Records from a data source:
——————————
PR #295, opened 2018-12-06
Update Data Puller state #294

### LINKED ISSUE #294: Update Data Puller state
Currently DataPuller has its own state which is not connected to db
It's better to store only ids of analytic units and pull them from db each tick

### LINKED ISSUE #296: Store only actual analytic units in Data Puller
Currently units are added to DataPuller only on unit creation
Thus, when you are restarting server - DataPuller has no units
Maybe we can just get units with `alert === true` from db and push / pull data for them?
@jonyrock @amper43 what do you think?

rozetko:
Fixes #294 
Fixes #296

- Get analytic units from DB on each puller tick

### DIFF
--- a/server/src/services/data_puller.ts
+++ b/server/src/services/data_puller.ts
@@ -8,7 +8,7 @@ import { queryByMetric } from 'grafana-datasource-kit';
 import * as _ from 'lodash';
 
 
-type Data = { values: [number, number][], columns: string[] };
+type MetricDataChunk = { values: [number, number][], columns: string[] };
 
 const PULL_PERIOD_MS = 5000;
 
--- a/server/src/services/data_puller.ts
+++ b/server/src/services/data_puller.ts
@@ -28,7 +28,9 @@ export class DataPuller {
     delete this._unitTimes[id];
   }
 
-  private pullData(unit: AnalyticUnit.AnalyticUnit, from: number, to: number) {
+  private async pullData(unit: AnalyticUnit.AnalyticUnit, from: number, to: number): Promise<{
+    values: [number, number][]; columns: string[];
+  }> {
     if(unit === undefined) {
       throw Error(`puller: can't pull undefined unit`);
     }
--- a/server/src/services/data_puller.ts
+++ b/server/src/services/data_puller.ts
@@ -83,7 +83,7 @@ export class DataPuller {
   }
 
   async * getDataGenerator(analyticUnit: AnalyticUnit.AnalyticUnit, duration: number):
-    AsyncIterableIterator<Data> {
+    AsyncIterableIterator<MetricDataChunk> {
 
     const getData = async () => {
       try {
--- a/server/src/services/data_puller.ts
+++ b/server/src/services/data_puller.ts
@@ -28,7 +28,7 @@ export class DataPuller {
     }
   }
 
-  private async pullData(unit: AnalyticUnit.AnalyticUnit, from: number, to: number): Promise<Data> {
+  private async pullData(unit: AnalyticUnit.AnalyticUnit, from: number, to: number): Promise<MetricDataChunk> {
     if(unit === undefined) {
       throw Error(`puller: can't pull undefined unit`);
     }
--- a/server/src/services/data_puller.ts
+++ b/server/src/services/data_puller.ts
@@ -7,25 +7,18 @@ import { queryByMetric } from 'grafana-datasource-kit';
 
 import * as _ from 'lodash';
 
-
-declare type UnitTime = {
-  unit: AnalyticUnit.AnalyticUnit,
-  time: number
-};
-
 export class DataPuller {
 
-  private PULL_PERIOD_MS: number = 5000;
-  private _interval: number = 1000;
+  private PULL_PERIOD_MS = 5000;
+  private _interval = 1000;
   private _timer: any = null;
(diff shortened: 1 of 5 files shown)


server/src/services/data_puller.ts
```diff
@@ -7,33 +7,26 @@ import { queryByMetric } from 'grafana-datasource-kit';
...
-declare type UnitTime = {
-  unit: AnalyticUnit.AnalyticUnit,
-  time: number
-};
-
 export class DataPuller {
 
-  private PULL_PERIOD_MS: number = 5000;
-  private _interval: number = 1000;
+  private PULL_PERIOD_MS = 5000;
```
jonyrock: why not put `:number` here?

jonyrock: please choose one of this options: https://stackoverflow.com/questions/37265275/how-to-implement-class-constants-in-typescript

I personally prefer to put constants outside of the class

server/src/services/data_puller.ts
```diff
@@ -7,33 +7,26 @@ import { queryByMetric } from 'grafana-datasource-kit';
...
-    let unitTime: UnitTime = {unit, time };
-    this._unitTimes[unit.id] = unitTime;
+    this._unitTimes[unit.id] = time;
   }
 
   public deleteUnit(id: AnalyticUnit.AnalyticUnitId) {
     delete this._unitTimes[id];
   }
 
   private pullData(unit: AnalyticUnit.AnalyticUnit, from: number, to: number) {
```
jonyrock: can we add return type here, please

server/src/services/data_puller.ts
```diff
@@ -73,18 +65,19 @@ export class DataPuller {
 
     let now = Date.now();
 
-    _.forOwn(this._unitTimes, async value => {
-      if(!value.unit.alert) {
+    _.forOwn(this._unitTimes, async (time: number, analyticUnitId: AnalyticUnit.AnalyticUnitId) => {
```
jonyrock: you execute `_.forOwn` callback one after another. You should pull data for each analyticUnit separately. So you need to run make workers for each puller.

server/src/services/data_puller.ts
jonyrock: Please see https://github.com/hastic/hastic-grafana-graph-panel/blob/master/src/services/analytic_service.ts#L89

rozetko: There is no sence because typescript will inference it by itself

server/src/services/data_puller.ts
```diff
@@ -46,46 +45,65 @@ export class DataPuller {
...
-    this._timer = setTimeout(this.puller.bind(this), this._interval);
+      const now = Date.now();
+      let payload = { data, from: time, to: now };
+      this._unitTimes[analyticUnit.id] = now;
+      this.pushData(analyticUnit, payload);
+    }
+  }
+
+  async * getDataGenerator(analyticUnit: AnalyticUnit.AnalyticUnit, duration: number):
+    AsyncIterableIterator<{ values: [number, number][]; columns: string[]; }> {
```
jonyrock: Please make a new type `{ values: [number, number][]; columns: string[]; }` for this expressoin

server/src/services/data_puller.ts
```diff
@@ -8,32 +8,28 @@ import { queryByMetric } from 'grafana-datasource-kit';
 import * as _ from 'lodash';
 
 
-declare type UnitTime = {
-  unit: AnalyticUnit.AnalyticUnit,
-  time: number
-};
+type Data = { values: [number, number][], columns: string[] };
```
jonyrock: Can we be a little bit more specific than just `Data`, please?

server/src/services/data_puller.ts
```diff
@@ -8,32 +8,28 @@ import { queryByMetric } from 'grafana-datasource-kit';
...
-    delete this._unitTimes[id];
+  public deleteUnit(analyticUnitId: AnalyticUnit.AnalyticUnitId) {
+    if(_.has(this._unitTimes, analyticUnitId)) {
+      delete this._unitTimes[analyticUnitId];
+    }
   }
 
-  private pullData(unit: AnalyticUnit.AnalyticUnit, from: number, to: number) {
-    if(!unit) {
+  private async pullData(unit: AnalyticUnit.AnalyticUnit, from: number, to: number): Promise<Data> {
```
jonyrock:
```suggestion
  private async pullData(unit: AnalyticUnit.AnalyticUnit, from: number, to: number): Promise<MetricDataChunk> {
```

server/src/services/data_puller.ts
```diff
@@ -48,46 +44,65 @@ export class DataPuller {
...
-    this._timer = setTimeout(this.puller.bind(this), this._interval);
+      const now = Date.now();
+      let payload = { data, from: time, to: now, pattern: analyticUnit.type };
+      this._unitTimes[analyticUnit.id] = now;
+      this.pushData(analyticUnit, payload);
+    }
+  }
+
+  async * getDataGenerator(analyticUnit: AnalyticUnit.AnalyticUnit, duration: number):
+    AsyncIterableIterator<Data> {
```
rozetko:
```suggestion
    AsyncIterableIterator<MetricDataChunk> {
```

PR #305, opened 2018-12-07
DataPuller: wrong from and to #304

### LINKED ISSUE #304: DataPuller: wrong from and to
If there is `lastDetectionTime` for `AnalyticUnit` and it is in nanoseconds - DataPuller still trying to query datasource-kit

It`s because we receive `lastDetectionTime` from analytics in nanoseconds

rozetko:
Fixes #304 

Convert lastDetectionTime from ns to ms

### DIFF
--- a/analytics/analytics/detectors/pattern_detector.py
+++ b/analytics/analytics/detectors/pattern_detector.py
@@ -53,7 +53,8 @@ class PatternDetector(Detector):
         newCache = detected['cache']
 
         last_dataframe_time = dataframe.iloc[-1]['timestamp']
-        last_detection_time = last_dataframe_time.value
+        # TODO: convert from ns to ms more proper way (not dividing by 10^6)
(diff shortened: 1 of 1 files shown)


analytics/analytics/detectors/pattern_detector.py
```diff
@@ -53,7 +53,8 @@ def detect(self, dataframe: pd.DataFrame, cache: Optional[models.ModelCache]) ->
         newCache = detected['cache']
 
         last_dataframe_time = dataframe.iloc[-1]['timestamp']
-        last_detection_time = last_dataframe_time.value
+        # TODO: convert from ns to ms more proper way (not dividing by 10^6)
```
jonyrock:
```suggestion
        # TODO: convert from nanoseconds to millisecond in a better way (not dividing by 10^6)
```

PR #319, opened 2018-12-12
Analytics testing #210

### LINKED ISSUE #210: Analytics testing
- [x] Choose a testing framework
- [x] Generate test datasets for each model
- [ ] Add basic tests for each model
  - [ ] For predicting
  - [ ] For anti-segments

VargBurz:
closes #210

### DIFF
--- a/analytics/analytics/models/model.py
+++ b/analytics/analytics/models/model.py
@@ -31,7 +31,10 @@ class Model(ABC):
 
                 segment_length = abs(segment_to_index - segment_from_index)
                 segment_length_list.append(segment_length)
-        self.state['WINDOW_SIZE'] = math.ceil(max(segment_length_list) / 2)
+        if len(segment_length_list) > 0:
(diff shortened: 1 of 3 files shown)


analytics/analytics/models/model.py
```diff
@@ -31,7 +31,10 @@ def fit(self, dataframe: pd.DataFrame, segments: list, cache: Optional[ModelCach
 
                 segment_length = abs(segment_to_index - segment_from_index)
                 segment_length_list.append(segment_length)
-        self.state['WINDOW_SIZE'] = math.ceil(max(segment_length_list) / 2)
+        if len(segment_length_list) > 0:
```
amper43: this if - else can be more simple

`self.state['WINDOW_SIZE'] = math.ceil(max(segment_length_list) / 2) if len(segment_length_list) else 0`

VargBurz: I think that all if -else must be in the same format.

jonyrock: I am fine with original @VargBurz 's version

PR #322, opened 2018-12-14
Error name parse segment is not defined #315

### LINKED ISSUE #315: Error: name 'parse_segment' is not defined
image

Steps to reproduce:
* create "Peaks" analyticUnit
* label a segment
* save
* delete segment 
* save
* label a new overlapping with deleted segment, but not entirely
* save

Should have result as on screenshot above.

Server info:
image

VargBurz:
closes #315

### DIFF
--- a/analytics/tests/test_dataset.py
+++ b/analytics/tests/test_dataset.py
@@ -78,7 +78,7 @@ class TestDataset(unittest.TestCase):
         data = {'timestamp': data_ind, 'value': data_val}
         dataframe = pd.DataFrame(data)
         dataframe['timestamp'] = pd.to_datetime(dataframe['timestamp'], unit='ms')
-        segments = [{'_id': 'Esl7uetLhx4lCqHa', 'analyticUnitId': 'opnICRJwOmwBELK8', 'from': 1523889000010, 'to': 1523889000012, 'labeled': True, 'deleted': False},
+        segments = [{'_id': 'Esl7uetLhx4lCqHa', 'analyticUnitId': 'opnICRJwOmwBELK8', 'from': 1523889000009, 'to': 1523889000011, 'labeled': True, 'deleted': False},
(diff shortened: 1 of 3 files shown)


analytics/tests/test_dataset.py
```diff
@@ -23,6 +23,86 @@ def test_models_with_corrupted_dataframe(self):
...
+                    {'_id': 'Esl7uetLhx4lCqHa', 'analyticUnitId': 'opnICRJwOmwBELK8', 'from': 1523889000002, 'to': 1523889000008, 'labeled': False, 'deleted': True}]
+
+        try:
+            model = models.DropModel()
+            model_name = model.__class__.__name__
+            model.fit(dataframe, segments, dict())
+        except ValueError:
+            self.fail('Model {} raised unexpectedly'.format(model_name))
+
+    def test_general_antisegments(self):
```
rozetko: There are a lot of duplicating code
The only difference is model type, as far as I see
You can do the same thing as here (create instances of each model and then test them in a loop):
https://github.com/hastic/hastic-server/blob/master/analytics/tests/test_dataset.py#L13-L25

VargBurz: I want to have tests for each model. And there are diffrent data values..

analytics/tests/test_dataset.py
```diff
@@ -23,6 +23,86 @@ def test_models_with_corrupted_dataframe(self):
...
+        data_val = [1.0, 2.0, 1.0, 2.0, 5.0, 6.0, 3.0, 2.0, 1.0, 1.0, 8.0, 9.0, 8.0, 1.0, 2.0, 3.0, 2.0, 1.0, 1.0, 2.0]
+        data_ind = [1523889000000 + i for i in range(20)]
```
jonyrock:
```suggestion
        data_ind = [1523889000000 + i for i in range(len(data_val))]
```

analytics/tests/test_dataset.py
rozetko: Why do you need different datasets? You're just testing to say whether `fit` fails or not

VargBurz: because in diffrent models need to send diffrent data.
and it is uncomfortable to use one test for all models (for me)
——————————
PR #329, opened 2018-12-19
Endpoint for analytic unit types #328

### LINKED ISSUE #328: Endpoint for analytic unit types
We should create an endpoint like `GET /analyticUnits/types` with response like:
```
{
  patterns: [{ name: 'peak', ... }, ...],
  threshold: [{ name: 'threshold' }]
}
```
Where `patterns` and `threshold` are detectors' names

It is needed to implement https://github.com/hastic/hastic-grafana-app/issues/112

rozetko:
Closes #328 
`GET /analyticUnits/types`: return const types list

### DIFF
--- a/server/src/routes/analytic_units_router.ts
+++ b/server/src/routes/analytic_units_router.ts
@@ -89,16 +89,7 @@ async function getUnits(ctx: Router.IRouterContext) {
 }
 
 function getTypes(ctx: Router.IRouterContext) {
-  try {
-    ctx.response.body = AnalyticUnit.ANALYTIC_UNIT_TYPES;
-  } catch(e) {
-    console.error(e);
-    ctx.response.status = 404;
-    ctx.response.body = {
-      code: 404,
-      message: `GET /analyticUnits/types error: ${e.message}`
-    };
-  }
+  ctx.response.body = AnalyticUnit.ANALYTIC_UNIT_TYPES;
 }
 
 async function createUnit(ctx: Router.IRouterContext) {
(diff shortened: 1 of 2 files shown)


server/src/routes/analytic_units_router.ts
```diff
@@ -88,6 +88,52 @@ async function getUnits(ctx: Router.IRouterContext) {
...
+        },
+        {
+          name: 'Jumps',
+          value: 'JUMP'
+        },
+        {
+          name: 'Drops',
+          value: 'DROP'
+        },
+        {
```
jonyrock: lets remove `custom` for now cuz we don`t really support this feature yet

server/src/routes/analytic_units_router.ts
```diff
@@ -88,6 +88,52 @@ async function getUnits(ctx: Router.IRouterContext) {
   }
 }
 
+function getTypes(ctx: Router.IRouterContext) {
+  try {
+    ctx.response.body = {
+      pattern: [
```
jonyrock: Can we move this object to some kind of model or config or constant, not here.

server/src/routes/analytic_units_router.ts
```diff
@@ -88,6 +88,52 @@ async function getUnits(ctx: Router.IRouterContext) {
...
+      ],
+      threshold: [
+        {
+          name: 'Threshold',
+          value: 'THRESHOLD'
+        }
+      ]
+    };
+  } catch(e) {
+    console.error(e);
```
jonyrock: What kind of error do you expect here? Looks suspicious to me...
——————————
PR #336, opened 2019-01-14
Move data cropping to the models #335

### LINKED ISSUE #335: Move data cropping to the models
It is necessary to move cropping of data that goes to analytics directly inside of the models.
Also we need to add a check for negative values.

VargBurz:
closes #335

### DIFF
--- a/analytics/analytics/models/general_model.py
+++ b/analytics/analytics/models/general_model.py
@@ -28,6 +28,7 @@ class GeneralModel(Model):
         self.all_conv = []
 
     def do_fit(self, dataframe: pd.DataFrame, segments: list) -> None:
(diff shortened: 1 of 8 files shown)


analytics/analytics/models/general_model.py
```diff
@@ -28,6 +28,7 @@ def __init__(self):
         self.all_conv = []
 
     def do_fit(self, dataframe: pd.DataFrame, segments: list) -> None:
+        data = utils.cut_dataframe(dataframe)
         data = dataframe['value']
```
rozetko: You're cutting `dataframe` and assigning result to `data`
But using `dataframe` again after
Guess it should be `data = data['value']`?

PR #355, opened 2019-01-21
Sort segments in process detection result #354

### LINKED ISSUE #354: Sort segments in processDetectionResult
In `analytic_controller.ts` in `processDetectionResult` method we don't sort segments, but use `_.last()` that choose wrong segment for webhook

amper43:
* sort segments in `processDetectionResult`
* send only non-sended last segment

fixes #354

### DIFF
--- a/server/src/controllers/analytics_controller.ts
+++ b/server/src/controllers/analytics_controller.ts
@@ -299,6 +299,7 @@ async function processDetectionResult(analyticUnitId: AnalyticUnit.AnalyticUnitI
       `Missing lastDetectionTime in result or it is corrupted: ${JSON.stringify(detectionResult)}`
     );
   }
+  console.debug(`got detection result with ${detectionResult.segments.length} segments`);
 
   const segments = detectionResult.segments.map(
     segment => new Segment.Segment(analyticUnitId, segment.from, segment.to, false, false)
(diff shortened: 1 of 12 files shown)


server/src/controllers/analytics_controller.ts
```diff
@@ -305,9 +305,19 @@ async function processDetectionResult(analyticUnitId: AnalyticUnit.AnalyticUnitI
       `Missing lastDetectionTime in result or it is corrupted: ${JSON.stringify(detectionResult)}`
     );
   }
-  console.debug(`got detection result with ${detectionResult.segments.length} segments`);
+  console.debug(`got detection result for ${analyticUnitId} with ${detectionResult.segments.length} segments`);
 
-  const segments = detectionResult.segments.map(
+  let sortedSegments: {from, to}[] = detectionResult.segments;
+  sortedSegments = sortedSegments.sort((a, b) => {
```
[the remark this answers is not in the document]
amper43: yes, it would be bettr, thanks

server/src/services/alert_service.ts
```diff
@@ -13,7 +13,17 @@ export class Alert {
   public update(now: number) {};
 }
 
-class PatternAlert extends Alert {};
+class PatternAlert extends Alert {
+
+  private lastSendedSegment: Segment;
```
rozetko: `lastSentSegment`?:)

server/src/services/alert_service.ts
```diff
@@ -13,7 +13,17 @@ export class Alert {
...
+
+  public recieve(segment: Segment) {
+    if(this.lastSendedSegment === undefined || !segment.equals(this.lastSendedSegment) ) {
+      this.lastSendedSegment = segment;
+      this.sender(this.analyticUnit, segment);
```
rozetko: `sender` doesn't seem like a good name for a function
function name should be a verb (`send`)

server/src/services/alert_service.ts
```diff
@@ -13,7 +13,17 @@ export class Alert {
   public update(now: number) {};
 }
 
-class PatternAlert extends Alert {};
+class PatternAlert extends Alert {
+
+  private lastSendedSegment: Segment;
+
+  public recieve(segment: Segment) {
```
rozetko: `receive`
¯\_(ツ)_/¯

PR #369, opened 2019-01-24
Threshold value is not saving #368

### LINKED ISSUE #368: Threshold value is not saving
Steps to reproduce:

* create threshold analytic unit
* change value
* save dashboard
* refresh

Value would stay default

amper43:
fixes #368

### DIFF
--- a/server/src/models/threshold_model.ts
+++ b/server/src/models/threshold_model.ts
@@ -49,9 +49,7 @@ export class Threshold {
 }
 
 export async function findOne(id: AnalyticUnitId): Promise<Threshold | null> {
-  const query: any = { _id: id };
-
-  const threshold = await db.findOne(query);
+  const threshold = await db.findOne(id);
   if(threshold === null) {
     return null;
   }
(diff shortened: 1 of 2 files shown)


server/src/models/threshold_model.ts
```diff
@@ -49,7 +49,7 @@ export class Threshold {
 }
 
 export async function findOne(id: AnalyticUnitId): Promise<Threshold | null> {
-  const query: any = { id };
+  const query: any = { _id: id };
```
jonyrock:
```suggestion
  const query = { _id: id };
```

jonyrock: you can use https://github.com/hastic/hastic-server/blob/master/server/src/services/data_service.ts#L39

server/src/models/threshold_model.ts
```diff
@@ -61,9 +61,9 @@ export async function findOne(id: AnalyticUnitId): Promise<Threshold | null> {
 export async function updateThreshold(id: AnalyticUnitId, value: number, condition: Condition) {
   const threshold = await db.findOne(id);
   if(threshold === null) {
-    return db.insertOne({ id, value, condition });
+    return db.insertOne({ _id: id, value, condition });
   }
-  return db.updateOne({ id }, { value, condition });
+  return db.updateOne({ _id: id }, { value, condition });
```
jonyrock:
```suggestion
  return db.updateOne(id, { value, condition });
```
——————————
What you should do
For the word "analyticUnits", tally the lines of the entries in which it appears and give the total alone.

Task answer
3